DATA RECORDS
PR #15, opened 2025-01-16
feat(revenue): Memoize functions that are likely to be re-used across users

jophish:
This PR adds in some basic memoization to functions that are likely to be called with the same parameters across users; this is basically a requirement in order to get this to run for many users in a reasonable amount of time, since we pull a _lot_ of data to cobble these results together. In particular, the functions being memoized, and a rationale for their memoization, are given below.

* `fetchVaultTvlHistory`
  * For a given vault, this will _always_ be called with the same parameters across users in that vault (start/end timestamps are fixed).
* `getNearestBlock`
  * This is only ever called on the start/end timestamps given as parameters to the script.
* `fetchFeeEvents`
  * For a given vault, this will _always_ be called with the same parameters across users in that vault (start/end timestamps are fixed).
* `fetchTokenPrices`
  * That this will be called with identical parameters between users is less obvious than the other functions; for a given vault, it is called with the earliest/latest timestamps among fee events for that vault; these fee event timestamps do not change across users of the same vault.

As a dumb example, I told the script to compute results for the same user address 4 times and added some logging:

```bash
$ /home/joe/Documents/valora/funding-layer/node_modules/.bin/ts-node scripts/calculateRevenue/calculateRevenue.ts -i input2.csv -o out.csv -p Beefy -s 1735788429000 -e 1736980031000
Calculating revenue for 0xD6A8ADB4B2EFA66C44568ddeD769F65d86e65f1F (1/4)
handler: 1:06.756 (m:ss.mmm)
Calculating revenue for 0xD6A8ADB4B2EFA66C44568ddeD769F65d86e65f1F (2/4)
handler: 512.756ms
Calculating revenue for 0xD6A8ADB4B2EFA66C44568ddeD769F65d86e65f1F (3/4)
handler: 492.549ms
Calculating revenue for 0xD6A8ADB4B2EFA66C44568ddeD769F65d86e65f1F (4/4)
handler: 714.55ms
Wrote results to out.csv
```


scripts/calculateRevenue/protocols/beefy/helpers.ts
```diff
@@ -44,11 +41,14 @@ export async function getNearestBlock(
   return blockTimestampData.height
 }
 
-// TODO: Memoize this function so it's not repeated for every user address
+export const getNearestBlock = memoize(_getNearestBlock, {
+  hash: (...params: Parameters<typeof _getNearestBlock>) => params.join(','),
```
satish-ravi, line 45: what's the default hash function?

satish-ravi (approved):
Nice!

scripts/calculateRevenue/protocols/beefy/helpers.ts
MuckT: This is what I found: https://github.com/github/memoize/blob/main/index.ts#L2-L6.

PR #18, opened 2025-01-23
chore: tweak argument handling in deploy script

silasbw:


jophish (approved):

scripts/deploy.ts
```diff
@@ -16,15 +16,27 @@ async function getConfig() {
...
       description: 'Salt to use for CREATE2 deployments',
       type: 'string',
-      demandOption: true,
     })
     .option('owner-address', {
       description: 'Address of the address to use as owner',
       type: 'string',
       demandOption: true,
+    })
+    .check((argv) => {
```
jophish, line 33: Might be nice to ensure (below) that we only actually use Defender if `use-defender` is true.

scripts/deploy.ts
```diff
@@ -16,15 +16,27 @@ async function getConfig() {
...
+      if (argv.useDefender && !SUPPORTED_NETWORKS.includes(hre.network.name)) {
```
MuckT, line 34: If I understand yargs correctly, if a `deploy-salt` is not provided, `argv.useDefender` will be false, and this check won't run. Is that correct? If so, LGTM.

MuckT (approved):

scripts/deploy.ts
silasbw: oops -- good catch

ABOUT THIS TASK
Exactly one number is the answer: how many lines of the entries contain the string "description".

THE COMPLETED TASK
2